The problem: Wherever a line holds the word "display", copy that line from the data.

Dataset entries
((
PR #4728, opened 2020-06-06
clean up parse_session_stats.py

arvidn:
and remove some old unused counters (num_blocks_cache_hits, torrent_evicted_counter)

### DIFF
--- a/include/libtorrent/performance_counters.hpp
+++ b/include/libtorrent/performance_counters.hpp
@@ -144,10 +144,6 @@ namespace libtorrent {
 			on_disk_queue_counter,
 			on_disk_counter,
 
-#if TORRENT_ABI_VERSION == 1
-			torrent_evicted_counter,
-#endif
-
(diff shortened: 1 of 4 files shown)


AdamWill:
`num_blocks_cache_hits` was actually being used by Deluge, it seems. I just noticed that while Deluge is running it is constantly logging an unhandled error caused by it expecting to get this from libtorrent, and not.

arvidn:
that counter doesn't exist anymore though (in libtorrent 2.0). It only contained 0 until this commit removed it, so an error message in Deluge is probably better than having behavior depend on it (which becomes implicitly disabled because the counter is disconnected).

I would guess that Deluge only used this counter to display it to the user though.

AdamWill:
yeah, it was just for display, I think. anyway, I looked a bit more and found there's a downstream issue/PR already - https://github.com/deluge-torrent/deluge/pull/312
))
Exercise output:
I would guess that Deluge only used this counter to display it to the user though.
yeah, it was just for display, I think. anyway, I looked a bit more and found there's a downstream issue/PR already - https://github.com/deluge-torrent/deluge/pull/312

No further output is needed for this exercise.